Twelve

The Doctor Stands

Jul
05

Review of The Doctor Falls
Warning: This review contains episode-specific spoilers and wild speculation about future episodes.

The fact that I came out of this episode without a bad taste in my mouth pretty much makes it the best Moffat finale ever, as far as I'm concerned. Not to say that it was an over-the-top awesome episode—it was very good, though not great—but it didn't have the characteristic "tripped at the finish line" feeling I usually get from a Moffat two-part finale.
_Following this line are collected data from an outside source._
PR #1637, opened 2025-04-02
fix(calendar): address ARIA violation when a week with all days hidden is rendered

### LINKED ISSUE #1636: [Bug] Calendar throws ARIA violations in certain configurations

Calendar

### Description

When `visibleMonths` is set to at least 2, for certain combinations of days-views, such as April+May, depending on the number of days, sometimes an empty "week" is rendered, where all days are _hidden_. This leads to a `Certain ARIA roles must contain particular children` violation.

Image

### Reproduction

1. Set visibleMonths to 2
2. Go to April 2025

### Workaround

In case all days in a week are hidden, the week should have `aria-hidden` set to `true`, or not be rendered at all?

### Is this a regression?

### Affected versions

5.3.0

Chrome, Mozilla, etc.

ddaribo:
Closes #1636 

Note: An alternative approach might be to conditionally yield nothing in the `renderWeeks` generator if all days are hidden.


src/components/calendar/days-view/days-view.ts
```diff
@@ -398,11 +398,10 @@ export default class IgcDaysViewComponent extends EventEmitterMixin<
     };
   }
 
-  protected renderDay(day: CalendarDay, today: CalendarDay) {
+  protected renderDay(day: CalendarDay, props: any) {
```
rkaraivanov, line 401: I would prefer to not change the signature of this method.

src/components/calendar/days-view/days-view.ts
```diff
@@ -481,12 +480,17 @@ export default class IgcDaysViewComponent extends EventEmitterMixin<
     const last = weeks.length - 1;
 
     for (const [idx, week] of weeks.entries()) {
+      const weekDaysProps: any[] = [];
+      for (const day of week) {
+        weekDaysProps.push(this.getDayProperties(day, today));
+      }
+      const hidden = weekDaysProps.every((p) => p.hidden);
```
rkaraivanov, line 487: IMO it would be better to check just the first and the last week whether all the days are hidden before yielding the DOM pieces.

rkaraivanov (changes requested):
Probably yielding nothing would be the better approach but that can be a separate refactoring task.

src/components/calendar/days-view/days-view.ts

Coming off last week's gut-punch, I was truly worried about how Bill's story would be resolved. I honestly expected either full-on tragedy (as implied by the end of World Enough and Time) or something out of left field that left me squinting in puzzlement at the screen.

Frankly, I found a combination thereof most likely, e.g., a Frankenstein's monster replacement body in the same style that Nardole seems to have accumulated parts over his adventures (h/t to Verity! podcast for that thought). You can imagine my unease, then, when the first character we follow in the pre-credits sequence is a young Black girl; my first, disturbing thought was that she would end up providing the body that Bill's mind would eventually occupy. I cannot fully express my relief that such was not the case.

Given how focused I initially was on Bill, it's a testament to the execution of this plot that I didn't feel that everything else—and there was so much else!—was a mere distraction. With five main cast members, there was a lot to cover to keep them all relevant, and damned if Moffat didn't manage it.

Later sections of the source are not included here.